Biggest Breaktrhoughs in 2020
As an IBCLC, you want to practice evidence-based care. But keeping up with the latest research can be overwhelming, even in a normal year.
And most of us would agree that 2020 was anything but normal.
What if an expert agreed to study the year’s worth of lactation literature for you and bring back the most interesting and useful information, all in one place?
An expert did. That’s the premise behind the Lactation Education Resources course Annual Update 2021.
Now you can learn about the most significant research done in 2020, explained and analyzed by a veteran lactation care provider with more than 20 years in the field.

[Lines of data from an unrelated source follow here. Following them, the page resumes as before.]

PR #593, opened 2023-08-04
FMC : Panic, exceptions and NMIs are handled as fatal errors

rusty1968:
FMC : Panic, exceptions and NMIs are handled as fatal errors and reported to the SoC via fatal error register.


fmc/src/main.rs
```diff
@@ -109,6 +110,48 @@ fn report_error(code: u32) -> ! {
...
+/// # Arguments
+///
+/// * `val` - F/W error code.
+fn report_fw_error_fatal(val: u32) {
+    let mut soc_ifc = unsafe { SocIfcReg::new() };
+    soc_ifc.regs_mut().cptra_fw_error_fatal().write(|_| val);
+}
+
+#[allow(clippy::empty_loop)]
+fn handle_fatal_error(code: u32) -> ! {
```
bluegate010, line 124: If we think this might be useful for RT FW, could put it in common/. Or could move it there once we get to that point in RT FW development.

bluegate010 (approved):

fmc/src/main.rs
rusty1968: Sure. I can make this common on a follow up.

Issue #581, opened 2023-08-02
Findings from fuzzing x509


benjamindoron:
Attempting to fuzz x509 shows that `Ecdsa384CertBuilder::build()` returns certs that OpenSSL's `X509::from_der()` will throw errors trying to parse. I'm trying to determine if I'm even fuzzing correctly here.

[...]

PR #595, opened 2023-08-04
[fuzzing] Implement initial support for Caliptra x509 fuzzing

benjamindoron:
The intention of this fuzz target is to test that caliptra-x509 correctly parses TBS blobs - "to-be-signed" - into valid x509. Currently, it only produces x509 that OpenSSL cannot parse.

Instructions for running the supported fuzzers can be found at https://gist.github.com/benjamindoron/59313b863b079f6f5af56af83d32648e.


jhand2 (approved):

jhand2:
This LGTM, but as Benjamin pointed out in https://github.com/chipsalliance/caliptra-sw/issues/581, this will trigger lots of panics due to invalid X.509 being generated. This isn't running in CI yet, so I'm going to merge this. I think it will make it easier to fix those issues if others can run it.

PR #596, opened 2023-08-04
Fixes for linker script generation

jhand2:
1. RTALIAS_TBS_ORG was missing from memory_layout.rs. This takes 1K away
   from the DATA section.
2. Generate the FMC and RT linker scripts entirely from the constants in
   memory_layout.rs
3. Shrink ROM data section by 1K to account for RTALIAS_TBS_ORG. This
   prevents ROM from overwriting the RT Alias Cert on resets.
4. Increase RT and FMC stack size to 22K (from 14). This is necessary to
   account for the lager DPE command/response buffers. This takes
   another 8K away from data.

Total change:

* Stack increases by 8K
* RT Alias takes up 1K
* Data shrinks by 9K


common/src/memory_layout.rs
```diff
@@ -30,11 +30,12 @@ pub const MAN2_ORG: u32 = 0x50001800;
...
 pub const FMCALIAS_TBS_ORG: u32 = 0x50003C00;
-pub const PCR_LOG_ORG: u32 = 0x50004000;
-pub const FUSE_LOG_ORG: u32 = 0x50004400;
-pub const BOOT_STATUS_ORG: u32 = 0x500047FC;
-pub const DATA_ORG: u32 = 0x50004800;
-pub const STACK_ORG: u32 = 0x5001C000;
+pub const RTALIAS_TBS_ORG: u32 = 0x50004000;
+pub const PCR_LOG_ORG: u32 = 0x50004400;
+pub const FUSE_LOG_ORG: u32 = 0x50004800;
+pub const BOOT_STATUS_ORG: u32 = 0x50004BFC;
```
korran, line 36: You need to update this in drivers/src/soc_ifc.rs

common/src/memory_layout.rs
```diff
@@ -30,11 +30,12 @@ pub const MAN2_ORG: u32 = 0x50001800;
...
+pub const DATA_ORG: u32 = 0x50004C00;
```
korran, line 37: There's a reference to this in fmc/test-fw/test-rt/memory.x

korran: Also in rom/dev/tools/test-fmc/src/fmc.ld and rom/dev/tools/test-rt/src/rt.ld

common/src/memory_layout.rs
jhand2: Fixed by #617

common/src/memory_layout.rs
jhand2: Done.

korran (approved):

bluegate010 (approved):

cpu/gen/src/lib.rs
```diff
@@ -1,30 +1,30 @@
...
-              
-        ICCM_SIZE   = 0x{:08X};
-        DCCM_SIZE   = 128K;
-        DATA_SIZE   = 94K;
-        STACK_SIZE  = 14K;
-        ESTACK_SIZE = 1K;
-        NSTACK_SIZE = 1K;
-        
-        
+        ICCM_ORG  		 = 0x{iccm_org:08X};
```
bluegate010, line 6: Nit: any reason this isn't capitalized like the others? Same for `iccm_size` below.

jhand2: Because it's passed as a parameter to this function instead of a constant. I'm not sure why, that's just how it was before. Happy to change this in a follow-up PR.

bluegate010: Ah I missed that.

korran: Leave it as-is to follow the rust style rules; constants should be upper case, variables lower-case.

korran: Oh; maybe you mean you can get rid of the function parameters and replace them with constants...

PR #482, opened 2023-07-17
Extend both a current and journey PCR in ROM.

bluegate010:
For consistency with FMC. Also adds tests to validate the log against the PCR values in hardware.

PR #598, opened 2023-08-04
FMC : Log PCR extensions to the PCR_Log

rusty1968:
FMC appends to the PCR log in DCCM, to enhance testability.

### DIFF
--- a/fmc/src/flow/pcr.rs
+++ b/fmc/src/flow/pcr.rs
@@ -23,9 +23,30 @@ Note:
 use crate::flow::tci::Tci;
 use crate::fmc_env::FmcEnv;
 use crate::HandOff;
-use caliptra_drivers::{okref, CaliptraResult, PcrId};
+use caliptra_drivers::{okref, CaliptraError, CaliptraResult, PcrBank, PcrId, Sha384};
 
-use caliptra_common::{RT_FW_CURRENT_PCR, RT_FW_JOURNEY_PCR};
+use caliptra_common::{
+    memory_layout::{PCR_LOG_ORG, PCR_LOG_SIZE},
+    PcrLogEntry, PcrLogEntryId, RT_FW_CURRENT_PCR, RT_FW_JOURNEY_PCR,
+};
+use zerocopy::AsBytes;
+
+struct PcrExtender<'a> {
+    pcr_bank: &'a mut PcrBank,
+    sha384: &'a mut Sha384,
+}
+impl PcrExtender<'_> {
+    fn extend(
+        &mut self,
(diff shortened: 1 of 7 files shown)


fmc/src/flow/pcr.rs
```diff
@@ -23,9 +23,30 @@ Note:
...
+impl PcrExtender<'_> {
+    fn extend(
+        &mut self,
+        pcr_id: PcrId,
+        bytes: &[u8],
+        pcr_entry_id: PcrLogEntryId,
+    ) -> CaliptraResult<()> {
+        self.pcr_bank
+            .extend_pcr(PcrId::PcrId0, self.sha384, bytes)?;
+        log_pcr(pcr_entry_id, pcr_id, bytes)
```
bluegate010, line 47: With https://github.com/chipsalliance/caliptra-sw/pull/600, we could adjust this logic a bit such that we only create one log when extending into both PCRs. (This wouldn't be strictly necessary, we could keep creating one log for each extend operation, but it's more space efficient if we can group them together).

fmc/src/flow/pcr.rs
```diff
@@ -56,16 +77,62 @@ pub fn extend_journey_pcr(env: &mut FmcEnv, hand_off: &HandOff) -> CaliptraResul
...
+    };
+    pcr_log_entry.pcr_data.as_bytes_mut()[..data.len()].copy_from_slice(data);
+
+    let dst: &mut [PcrLogEntry] = unsafe {
+        let ptr = PCR_LOG_ORG as *mut PcrLogEntry;
+        core::slice::from_raw_parts_mut(ptr, PCR_LOG_SIZE / core::mem::size_of::<PcrLogEntry>())
+    };
+
+    // Store the log entry.
+    dst[pcr_entry_id as usize - 1] = pcr_log_entry;
```
bluegate010, line 135: This current logic will leave holes in the log buffer if ROM and FMC do not agree on how many extensions should have occurred. https://github.com/chipsalliance/caliptra-sw/pull/482 brings in a log entry counter, which ROM initializes to zero, and which FMC can initialize by walking the log space until it finds an invalid entry. Or, could have ROM put the entry count in FHT.

fmc/src/flow/pcr.rs
rusty1968: Can you make that code common?

fmc/src/flow/pcr.rs
FerralCoder: I think it would make the most sense for ROM to fill in this count, and for FMC to update the count

PR #610, opened 2023-08-08
Adding support to send a response for mailbox commands in ROM

nquarton:


nquarton:
Replaced with https://github.com/chipsalliance/caliptra-sw/pull/627 to make collaboration with Anthony easier for additional changes

PR #611, opened 2023-08-08
Smoke test : Do not use UART output to check boot success

rusty1968:
This commit retires usage of UART output to in the smoke test.


FerralCoder:
is this PR still relevant? Can it be closed?

PR #612, opened 2023-08-08
Call derive child in runtime and implement invoke_dpe mbox cmd

sree-revoori1:


runtime/dpe
jhand2, line 1: Should probably avoid updating DPE in the PR since it's unrelated.

runtime/src/disable.rs
```diff
@@ -0,0 +1,56 @@
...
+            .erase_key(KEY_ID_RT_PRIV_KEY)
+            .map_err(|_| CaliptraError::RUNTIME_DISABLE_ATTESTATION_FAILED)?;
+        Self::generate_dice_key(drivers)?;
+        Ok(MailboxResp::default())
+    }
+
+    fn generate_dice_key(drivers: &mut Drivers) -> CaliptraResult<()> {
+        hmac384_kdf(
+            &mut drivers.hmac384,
+            KeyReadArgs::new(KEY_ID_RT_CDI).into(),
```
jhand2, line 28: I'm not completely sure what happens  when you erase a keyvault slot and then use it uninitialized. The SW emulator may allow it, but I'm not sure the real hardware will.

Could you make a rom test and then run it against the verilator model to be sure? Ideally we would explicitly fill the CDI keyvault slot with zeros, but I'm not sure if there's a way to do that.

A few tips on verilator:

* Instructions for using verilator: https://github.com/chipsalliance/caliptra-sw#testing-against-verilator. You'll need to install it and the build will take a while
* Verilator is pretty slow, so the test may take longer than expected to run
* You can use the `test_ecdsa_verify_cmd` test as an example of something that can run against verilator but still run mailbox commands

runtime/src/invoke_dpe.rs
```diff
@@ -0,0 +1,42 @@
...
+        if let Some(cmd) = InvokeDpeReq::read_from(cmd_args) {
+            // Won't panic, full_digest is always larger than digest
+            let mut response_buf = [0u8; InvokeDpeResp::DATA_MAX_SIZE];
+            let mut env = DpeEnv::<CptraDpeTypes> {
+                crypto: DpeCrypto::new(&mut drivers.sha384),
+                platform: DpePlatform,
+            };
+            match drivers
+                .dpe
+                .execute_serialized_command(&mut env, INVOKE_DPE_LOCALITY, &cmd.data)
```
jhand2, line 24: I think we should set the locality to the mailbox pauser: https://chipsalliance.github.io/caliptra-rtl/main/internal-regs/?p=clp.mbox_csr.mbox_user. I think you'll need to add support to the mailbox driver to read this register.

runtime/src/lib.rs
```diff
@@ -153,8 +160,24 @@ impl<'a> Drivers<'a> {
             crypto: DpeCrypto::new(&mut sha384),
             platform: DpePlatform,
         };
-        let dpe = DpeInstance::new(&mut env, DPE_SUPPORT)
+        let mut dpe = DpeInstance::new(&mut env, DPE_SUPPORT)
             .map_err(|_| CaliptraError::RUNTIME_INVOKE_DPE_FAILED)?;
+        let pcr_bank = PcrBank::new(PvReg::new());
+        // TODO: Set target_locality to SoC's initial locality
```
jhand2, line 166: Can you open a github issue to track this?

runtime/src/lib.rs
```diff
@@ -153,8 +160,24 @@ impl<'a> Drivers<'a> {
             crypto: DpeCrypto::new(&mut sha384),
             platform: DpePlatform,
         };
-        let dpe = DpeInstance::new(&mut env, DPE_SUPPORT)
+        let mut dpe = DpeInstance::new(&mut env, DPE_SUPPORT)
```
jhand2, line 163: I think it might be worth moving this into a helper function which creates the DPE instance, initializes it, and then returns it.

runtime/src/lib.rs
```diff
@@ -211,7 +235,18 @@ fn handle_command(drivers: &mut Drivers) -> CaliptraResult<MboxStatusE> {
...
+            let resp = InvokeDpeCmd::execute(drivers, cmd_bytes)?;
+            match resp {
+                MailboxResp::InvokeDpeCommand(InvokeDpeResp {
+                    data_size, data, ..
+                }) => {
+                    drivers.mbox.write_response(&data[..data_size as usize])?;
+                    Ok(resp)
+                }
+                _ => Err(CaliptraError::RUNTIME_INVOKE_DPE_FAILED),
+            }
```
jhand2, line 248: Could you make this a function on the `InvokeDpeResp`?

I'm thinking something like

```rust
impl InvokeDpeResp {
  fn write_to_mbox(&self, mbox: &mut Mailbox) -> CaliptraResult<()> {}
}
```

And then we can have a `write_to_mbox` function on MailboxResponse, which calls `write_to_mbox` on the individual response types. That way down on line 233 we can just call `resp.write_to_mbox`.

For all the non-dpe commands, you can just call `Packet::copy_to_mbox(drivers, &mut resp)` for now

runtime/tests/integration_tests.rs
```diff
@@ -132,6 +140,57 @@ fn test_fw_info() {
     assert_eq!(info.pl0_pauser, 0xFFFF0000);
 }
 
+#[test]
+fn test_invoke_dpe_get_profile_cmd() {
+    let mut model = run_rom_test("mbox");
```
jhand2, line 145: I think we should make this an RT test: `run_rt_test(None)`. A lot of the DPE functionality depends on things being set up by ROM/FMC (like the DICE keys)

runtime/tests/integration_tests.rs
```diff
@@ -132,6 +140,57 @@ fn test_fw_info() {
...
+
+    model.step_until(|m| {
+        m.soc_mbox().status().read().mbox_fsm_ps().mbox_idle()
+            && m.soc_ifc().cptra_boot_status().read() == 1
+    });
+
+    let mut data = [0u8; InvokeDpeReq::DATA_MAX_SIZE];
```
jhand2, line 152: I think this is unused

runtime/tests/integration_tests.rs
```diff
@@ -132,6 +140,57 @@ fn test_fw_info() {
...
+        .mailbox_execute(u32::from(CommandId::INVOKE_DPE), cmd.as_bytes())
+        .unwrap()
+        .expect("We should have received a response");
+
+    let resp_hdr: &InvokeDpeResp = LayoutVerified::<&[u8], InvokeDpeResp>::new(resp.as_bytes())
+        .unwrap()
+        .into_ref();
+
+    assert_eq!(resp_hdr.data_size as usize, size_of::<GetProfileResp>());
+    let data = resp_hdr.data;
```
jhand2, line 182: I think you can use zerocopy here: `GetProfileResp::read_from(resp.as_bytes())`

runtime/tests/integration_tests.rs
```diff
@@ -132,6 +140,57 @@ fn test_fw_info() {
...
+    // check dpe profile
+    assert_eq!(data[8..12], (DPE_PROFILE as u32).to_le_bytes());
+    // check vendor id
+    assert_eq!(&data[16..20], VENDOR_ID.to_le_bytes());
+    // check vendor sku
+    assert_eq!(data[20..24], VENDOR_SKU.to_le_bytes());
+    // check flags
+    assert_eq!(data[28..32], DPE_SUPPORT.get_flags().to_le_bytes());
+    assert_eq!(model.soc_ifc().cptra_fw_error_non_fatal().read(), 0);
```
jhand2, line 191: mailbox_execute will return an error if this is non-zero, so we can omit this check.

runtime/src/invoke_dpe.rs
jhand2: That is the address of that register. The SoC will write to that address to set the caller whenever a mailbox command is sent. So on each mailbox command we'll need to read from that register to get the value. You can use look at the [mailbox driver](https://github.com/chipsalliance/caliptra-sw/blob/7e9dc76e9083c09027c476d1776f1b96b3caea72/runtime/src/mailbox.rs#L24) to see how we read from other registers.

runtime/tests/integration_tests.rs
jhand2: Oh, it's probably because when DPE gets build as a dependency, it's not being built in test mode. We should probably just change the DPE structures to always derive AsBytes/FromBytes, not conditionally. The extra code only gets linked if it's actually used anyway.

jhand2 (approved):

PR #614, opened 2023-08-08
[fix] Fail ROM boot flow on receiving an invalid Mailbox command

mhatrevi:


vsonims (dismissed):

hw-model/src/lib.rs
```diff
@@ -554,6 +554,37 @@ pub trait HwModel {
         }
     }
 
+    fn step_until_fatal_error(&mut self, expected_error: u32) {
+        // Since the boot takes less than 30M cycles, we know something is wrong if
```
fdamato, line 558: it takes ~28M cycles now, but I`m not sure we can rely on this number for long term. As we saw in the last few weeks, this number can vary, and this can potentially hide a bug.
Can this logic go outside of the model, and probably on the test case, where we can pass the MAX_WAIT_CYCLE as a parameter ?

bluegate010:
It seems like Caliptra should have some way to report which commands it supports, or indicate whether it supports a given command. Otherwise, client code that wants to be agnostic to different Caliptra vintages might risk triggering a fatal error if it issues a command that some Caliptras support but not others.

hw-model/src/lib.rs
mhatrevi: Updated.

mhatrevi:
> It seems like Caliptra should have some way to report which commands it supports, or indicate whether it supports a given command. Otherwise, client code that wants to be agnostic to different Caliptra vintages might risk triggering a fatal error if it issues a command that some Caliptras support but not others.

For V1, we can document the mailbox commands supported as part of ROM documentation.

korran (approved):

PR #2244, opened 2025-06-11
Add CMAC KDF counter mode

swenson:
And KAT.

This will be used by the Device Ownership Transfer flows in another PR soon.


swenson:
Thanks!

PR #2250, opened 2025-06-12
[update] Split PCR_QUOTE command into PCR_QUOTE_ECC384 and PCR_QUOTE_MLDSA87 commands.

### LINKED ISSUE #2210: Split QUOTE_PCRS into two commands: one with an ECC signature and another with an MLDSA signature.
Unless there's a specific use case requiring verification of both ECC and MLDSA signatures, could we separate the QUOTE_PCR command for ECC and MLDSA? 
For instance, in the SPDM protocol, the user will verify the corresponding signature based on the negotiated asymmetric algorithm. Implementing two commands would streamline this use case and ensure compatibility

mhatrevi:


runtime/src/pcr.rs
```diff
@@ -49,54 +49,98 @@ impl GetPcrQuoteCmd {
...
+                resp.digest.copy_from_slice(pcr_hash.0.as_bytes());
+                resp.signature = signature.into();
+
+                Ok(core::mem::size_of::<QuotePcrsMldsa87Resp>())
+            }
+        }
     }
 }
 
+// pub struct GetPcrQuoteMldsa87Cmd;
```
swenson: Does this need to be here?

mhatrevi: Removed.

swenson (approved):
LGTM

PR #2258, opened 2025-06-18
[fix] Check MLDSA status.valid signal before programming variable message

mhatrevi:
This fix addresses a condition where the MLDSA peripheral may complete a signature verification operation before the variable-sized message has been programmed. Previously, the MLDSA driver waited for the msg_stream_ready signal to be asserted, and then proceeded to program the message. This update ensures that the driver exits the wait early if the hardware aborts the verification operation, allowing it to handle premature termination scenarios gracefully and avoid waiting on an invalid condition.


swenson (approved):
LGTM

PR #2259, opened 2025-06-18
DMA: recovery flow fixes based on FPGA testing

swenson:
This fixes multiple issues with the DMA driver and recovery flow found when testing on the FPGA:

* The MCU SRAM offset has changed in the MCI registers
* Caliptra notifies the MCU to boot through bit 2 in the exec MCI register
* The SHA accelerator stores the AXI user who locks it. So if Caliptra is going to feed the SHA accelerator from DMA, it has to lock the SHA accelerator through DMA (ditto for dlen and execute). So, we added a DMA wrapper to the SHA accelerator registers.
* The recovery device status need to be 3 for the recovery FIFO to respond.
* The FPGA does not support fixed burst AXI transfers, so we add a temporary FPGA-specific DMA driver to translate fixed burst transfers to a series of single dword transfers.

This is tested on a full subsystem FPGA through validating and running the MCU runtime firmware. (This requires a patch on the SHA accelerator to honor the endian toggle for streaming mode.)


mhatrevi (approved):

swenson:
Thanks!

PR #2262, opened 2025-06-18
Derive stable identity root secrets as part of LDevID

swenson:
These will be used by Device Ownership Transfer and OCP LOCK.

We also generate the AES CMB keys in ROM and store them in persistent data, as this will be needed for the upcoming ROM mailbox commands.


bluegate010 (approved):

bluegate010:
It would be a pain but may be worth adding some smoke tests to ensure the key doesn't change across firmware updates or lifecycle states. I did something similar in https://github.com/chipsalliance/caliptra-sw/pull/1874 by extending mbox_responder.rs and test_update_reset.rs

swenson:
@bluegate010 my plan was to add such tests when we add the mailbox commands in the next PR

swenson:
Thanks!

PR #2263, opened 2025-06-18
Skip FPGA ROM tests in nightly when testing with older ROMs

nquarton:


nquarton:
All the nightly tests passed with this branch (the action failed at the end for the publish step as expected).

https://github.com/chipsalliance/caliptra-sw/actions/runs/15936937163

drivers/src/hmac384.rs
```diff
@@ -176,7 +176,8 @@ impl Hmac384 {
 
         let rand_data = trng.generate()?;
 
-        #[cfg(any(feature = "fmc", feature = "runtime"))]
+        // Support HW 1.0 RTL (except for ROM)
+        #[cfg(not(feature = "rom"))]
```
zhalvorsen, line 180: Should these return an error if they are called from 1.0 ROM? It'd pretty bad if we accidentally add code that calls these

nquarton: Actually this function can be called in ROM, it will just use the flow below starting on line 188. Rather than being a normal if/else I set it up like this so that 1.0 check can be completely removed by that feature switch.

zhalvorsen: Even for 1.0 ROM?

In this clear, accessible course, Sekeita Lewis-Johnson, DNP, FNP-BC, IBCLC breaks down nearly 30 studies, protocols, and publications from 2020 into news you can use in your practice today.
Here are some of the highlights.
Human milk and Covid-19
A year into the pandemic, key studies shed light on two questions.
Does human milk from parents who are positive for Covid-19 pose a risk to their infants? And can human milk from parents who are Covid-19 positive actually confer protection?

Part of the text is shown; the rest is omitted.